Esa madrugada de Martes, subió a la terraza del edificio de correos, donde trabajaba mecánicamente desde hace un par de años, encendió un cigarro sin apuro y miró la ciudad por última vez, como buscando una suerte de señal que lo hiciera desistir del plan urdido en el desvelo. El cigarrillo se apagó sin sentido en su mano, no lo había fumado, absorto en los callejones y en las escenas de la ciudad que otra vez no logró descifrar. Se sacudió de repente y decidió que no había otra salida. Bajó decidido las escaleras hasta su escritorio, sacó las llaves del depósito de cartas que acababan de llegar para ser repartidas por la ciudad, y entró en la bodega, asegurándose de reojo de estar completamente sólo. Casi no había luz y lentamente ante su vista apareció un largo mesón con correspondencia clasificada según cada zona de la ciudad, todas en perfecto orden. De algún modo le pareció extraño que en esa armonía pudiera estar lo que buscaba. Pero ya estaba convencido de que frente suyo, podían existir miles de historias que podía “tomar prestadas” para su firme propósito. En ningún momento pensó que estaba robando, o si lo pensó, imaginaba que vencer su destino era una poderosa razón.

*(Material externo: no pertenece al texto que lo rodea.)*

PR #1117, opened 2016-06-10
Wasm single eval stack

### LINKED ISSUE #1109: Wasm single eval stack
Instead of having a stack of stack for the eval stack, change it to a single stack with delimiter between nested blocks

Cellule:
Closes #1109
Use a single stack for the eval stack instead of a stack of stacks

---
This change is [Reviewable](https://reviewable.io/reviews/microsoft/chakracore/1117)

### DIFF
--- a/lib/WasmReader/WasmByteCodeGenerator.cpp
+++ b/lib/WasmReader/WasmByteCodeGenerator.cpp
@@ -23,7 +23,8 @@ WasmBytecodeGenerator::WasmBytecodeGenerator(Js::ScriptContext * scriptContext, 
     m_f32RegSlots(nullptr),
     m_f64RegSlots(nullptr),
     m_i32RegSlots(nullptr),
-    m_currentFunc(nullptr)
+    m_currentFunc(nullptr),
+    m_evalStack(&m_alloc)
 {
     m_writer.Create();
 
@@ -32,7 +33,6 @@ WasmBytecodeGenerator::WasmBytecodeGenerator(Js::ScriptContext * scriptContext, 
     m_writer.InitData(&m_alloc, astSize);
 
     m_labels = Anew(&m_alloc, SListCounted<Js::ByteCodeLabel>, &m_alloc);
-    m_evalStack = Anew(&m_alloc, SList<evalStackScope*>, &m_alloc);
 
     // Initialize maps needed by binary reader
     Binary::WasmBinaryReader::Init(scriptContext);
@@ -179,6 +179,10 @@ WasmBytecodeGenerator::GenerateFunction()
     m_currentFunc->wasmInfo = m_funcInfo;
     m_nestedIfLevel = 0;
     m_maxArgOutDepth = 0;
+    
+    Assert(m_evalStack.Empty());
+    // The stack should always be empty when starting a new function, make sure by clearing it in case we missed something
+    m_evalStack.Clear();
 
     // TODO: fix these bools
     m_writer.Begin(m_currentFunc->body, &m_alloc, true, true, false);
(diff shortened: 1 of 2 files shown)


lib/WasmReader/WasmByteCodeGenerator.cpp
```diff
@@ -1282,26 +1283,38 @@ WasmBytecodeGenerator::GetRegisterSpace(WasmTypes::WasmType type) const
...
-    m_evalStack->Top()->Push(info);
+    Assert(!m_evalStack.Empty());
+    m_evalStack.Push(info);
 }
 
 void
 WasmBytecodeGenerator::EnterEvalStackScope()
 {
-    m_evalStack->Push(Anew(&m_alloc, evalStackScope, &m_alloc));
+    m_evalStack.Push(EmitInfo(WasmTypes::Limit));
```
commonlisp: Ah, nice. I was considering introducing a separate scope marker in my first pass instead of a stack of stacks but ended up not wanting to introducing some variation of EmitInfo. EmitInfo(WasmTypes::Limit) is a nice choice.

lib/WasmReader/WasmByteCodeGenerator.cpp
```diff
@@ -173,6 +173,7 @@ WasmBytecodeGenerator::GenerateFunction()
     m_currentFunc->wasmInfo = m_funcInfo;
     m_nestedIfLevel = 0;
     m_maxArgOutDepth = 0;
+    m_evalStack.Clear();
```
commonlisp: Hmm, I'm thinking about how this is going to work out. If the scopes are properly formed and we ExitEvalStackScope all the way, m_evalStack should be empty anyway. If we didn't do that, would be we leaving the possibility of unreleased locations? But we really shouldn't be in the situation, right? Perhaps this is taken care of elsewhere.

Cellule: This can happen if another function throws an exception and we continue to compile other functions.
I could do the cleanup in the exception case and have an assert here. What do you think ?

MikeHolman: Maybe this should be under the WasmLazyTrapPhase flag?

---
In reply to: [66656352](https://github.com/Microsoft/ChakraCore/pull/1117#discussion_r66656352) [](ancestors = 66656352)

Cellule:
ping

lib/WasmReader/WasmByteCodeGenerator.cpp
```diff
@@ -323,6 +327,9 @@ WasmBytecodeGenerator::GenerateFunction()
         {
             throw WasmCompilationException(_u("%s\n  Function %s"), ex.GetErrorMessage(), functionName);
         }
+
+        // Since we will continue compilation for other functions, clear the eval stack
+        m_evalStack.Clear();
```
commonlisp: Will this trigger the right cleanup?

lib/WasmReader/WasmByteCodeGenerator.cpp
commonlisp: Yeah, cleanup in the exception would be good.

lib/WasmReader/WasmByteCodeGenerator.cpp
Cellule: We create new register space for every functions, therefore, it is not needed to release the location of a function that failed.
We only need to clear that stack to make sure we have it fresh for the next function
I would like to move this stack to a more appropriate structure that would be per Function instead of on the ByteCodeGenerator itself. (will be in an effort to test deferred parse)

MikeHolman:
:shipit:

PR #1118, opened 2016-06-10
apply -BaselineMode for -regexDebug dump

jianchun:
-regexDebug tests dump instruction offsets which are based on C++
`sizeof(struct ...)`. The results vary on different arch/compiler, thus
do not suit baseline based tests.

Add a common switch `-BaselineMode` to test harnesses. Change Regex code to
not dump real instruction offsets in this mode in order to do baseline
diff.


obastemur:
LGTM

PR #1119, opened 2016-06-10
Add override support to runtests.py

obastemur:
Takes care of typedarray/nan.js test


jianchun:
:shipit:

obastemur:

PR #1120, opened 2016-06-10
[wasm] copysign compatibility

commonlisp:
Use older CRT _copysign for compatibility

### DIFF
--- a/lib/Runtime/Math/WasmMath.inl
+++ b/lib/Runtime/Math/WasmMath.inl
@@ -27,9 +27,7 @@ WasmMath::Eqz(int value)
 template<typename T>
 inline T WasmMath::Copysign(T aLeft, T aRight)
 {
-    //return copysign(aLeft, aRight);
-    //Todo:: fix copysign for ChakraFull
-    return 0;
+    return (T)_copysign(aLeft, aRight);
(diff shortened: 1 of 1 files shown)


Cellule:
It's my fault the build is failing, I have a buddy build running with the fix, will checkin once it passes then you can rebase

lib/Runtime/Math/WasmMath.inl
```diff
@@ -27,9 +27,7 @@ WasmMath::Eqz(int value)
 template<typename T>
 inline T WasmMath::Copysign(T aLeft, T aRight)
 {
-    //return copysign(aLeft, aRight);
-    //Todo:: fix copysign for ChakraFull
-    return 0;
+    return (T)_copysign(aLeft, aRight);
```
MikeHolman: I think for float we probably want to do _copysignf, then you don't need to cast

commonlisp: Unfortunately, it appears the Full CRT doesn't have that either.

MikeHolman: ah ok

MikeHolman:
lgtm

PR #1121, opened 2016-06-10
Fix JavascriptMethod is not being called with the correct arguments

obastemur:


jianchun:
:shipit:

obastemur:

PR #1123, opened 2016-06-10
Return JsErrorScriptException from JsDiagEvaluate if script throws exception. Out parameter evalResult still contains the error object (ResolvedObject)

agarwal-sandeep:


lib/Jsrt/JsrtDebuggerObject.cpp
```diff
@@ -484,26 +487,36 @@ Js::DynamicObject* JsrtDebuggerStackFrame::Evaluate(Js::ScriptContext* scriptCon
...
+                // len can be big, if we failed just have empty string
+                resolvedObject.name = _u("");
             }
-            wcscpy_s((WCHAR*)resolvedObject.name, len + 1, source);
 
             resolvedObject.typeId = Js::JavascriptOperators::GetTypeId(resolvedObject.obj);
             JsrtDebuggerObjectBase::CreateDebuggerObject<JsrtDebuggerObjectProperty>(this->debuggerObjectsManager, resolvedObject, scriptContext, [&](Js::Var marshaledObj)
             {
-                evalResult = (Js::DynamicObject*)marshaledObj;
+                *evalResult = (Js::DynamicObject*)marshaledObj;
```
akroshg: it would be better to put success to true here, no?

lib/Jsrt/JsrtDiag.cpp
```diff
@@ -658,14 +658,15 @@ CHAKRA_API JsDiagEvaluate(
             return JsErrorInvalidArgument;
         }
 
-        Js::DynamicObject* result = debuggerStackFrame->Evaluate(scriptContext, expression, static_cast<int>(len), false);
+        Js::DynamicObject* result = nullptr;
+        bool success = debuggerStackFrame->Evaluate(scriptContext, expression, static_cast<int>(len), false, &result);
 
         if (result != nullptr)
```
akroshg: check for success here ?

akroshg:
looks good to me otherwise.

lib/Jsrt/JsrtDiag.cpp
```diff
@@ -658,14 +658,15 @@ CHAKRA_API JsDiagEvaluate(
             return JsErrorInvalidArgument;
         }
 
-        Js::DynamicObject* result = debuggerStackFrame->Evaluate(scriptContext, expression, static_cast<int>(len), false);
+        Js::DynamicObject* result = nullptr;
```
akroshg: nit: you don't need to use this extra variable *result*, as after the Evaluate api, if the result is null then *evalResult is already be null.

lib/Jsrt/JsrtDebuggerObject.cpp
agarwal-sandeep: No because here we can reach from both an script exception and successful execution.

lib/Jsrt/JsrtDiag.cpp
agarwal-sandeep: If success is false (script exception) we want to return the result object which will contain exception details so only checking for result. Below based on success we are returning no error or script exception error.

akroshg:
:shipit:

PR #1124, opened 2016-06-10
[wasm] Fix debugger test baseline

commonlisp:
Get the tests passing again after merge


MikeHolman:
lgtm

akroshg:
how it was broken before? was it due to bad merge job or some functionality go changed?

commonlisp:
I think it was a little of both. Parts of a Jsrt object was changed and there was way too much time since the last merge so some things did break.

commonlisp:
@Cellule So this is all covered with your commit, right? 
Closing

Cellule:
It was partly a bad merge.
There were stuff changed in WscriptJsrt and I had to rewrite some things added for wasm.
Which made the baseline slightly different.
It is indeed fixed in 95ff95ff3b336615ff7a8776f34771714180fb37

PR #1126, opened 2016-06-11
xplat: skip _fullPath conversion on dummy file name

jianchun:
In "WScript.LoadScript" we use dummy a file name "script.js". However we
later convert that to absolute path with `_fullpath`. PAL's implementation
on Linux has problem though. It calls `realpath` to get absolute path. This
fails on Linux.

Slightly change the code to avoid `_fullpath` conversion.


digitalinfinity:
LGTM

PR #1130, opened 2016-06-13
cross-platform: Improve O1+ stack probing for test builds

obastemur:
(Test/Debug Builds) keep Clang from:
- Inlining functions those are not assigned for..
- Optimizing sibling calls (tail call elimination)

Besides:
- Remove `__forceinline` from PAL / use it from CommonPal
- Replace `__declspec(noinline)` with new macro `_NOINLINE` and use attribute on xplat instead
- Make Error/stack.js pushing harder with stack limits

### DIFF
--- a/CMakeLists.txt
+++ b/CMakeLists.txt
@@ -106,12 +106,16 @@ if(CLR_CMAKE_PLATFORM_UNIX)
         # -Wno-switch # switch values not handled
 
     # CXX COMPILER FLAGS
-    set(CMAKE_CXX_FLAGS "${CMAKE_CXX_FLAGS} \
-        -fdelayed-template-parsing"
-    )
 
+    # xplat-todo for release build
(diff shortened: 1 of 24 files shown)


digitalinfinity:
Overall, change looks fine. I am concerned about the disabling of inlining in release builds though- seems like a high perf penalty no? It looks like it's a todo item so it's fine to tackle later but please open an issue to track in that case?

obastemur:
@digitalinfinity  Indeed that is a big perf penalty. However, they are not particularly disabled for any type of build. We don't have that separation set in terms of optimization switches but `O3` and O3 defined separately there.

Besides, we don't have a release build yet. Once we have a release build, we should indeed clear out that todo part and decide how to approach all these switches.

Saw @jianchun 's thumb there, So thank you both for the reviews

Primero dio una lenta caminata frente al mesón, quería que algo le dijera sin posibilidad de error cuál era la indicada. No encontró ninguna señal y comenzó a introducir la mano con una decisión apremiante, convencido de que no existiría tal ayuda divina. Apartando cada vez las cartas comerciales, que eran mayoría, tomo la primera carta y sin pensarlo la abrió. Encendió un cigarro y se sentó en el suelo, acercándola a la tenue luz de la calle que entraba por la ventana. La carta provenía de Atenas, lo que avivó su entusiasmo, pero sólo contaba las peripecias del viaje de una anciana a su hermana en Chile. A su edad, viuda y sola, Europa no resultaba muy emocionante. Tadeo se lamentó del lugar en el que estaba; pensó que al menos sabría algo del viejo continente; sin embargo, la carta era larga y a empezaba a vencerlo el sueño. En una hora más amanecería y vendrían los carteros a retirar su trabajo del día. Pensó otra vez que él no estaba hecho para eso y con gran cuidado cerró la carta para no dejar pista, con las técnicas aprendidas gracias a su mismo oficio.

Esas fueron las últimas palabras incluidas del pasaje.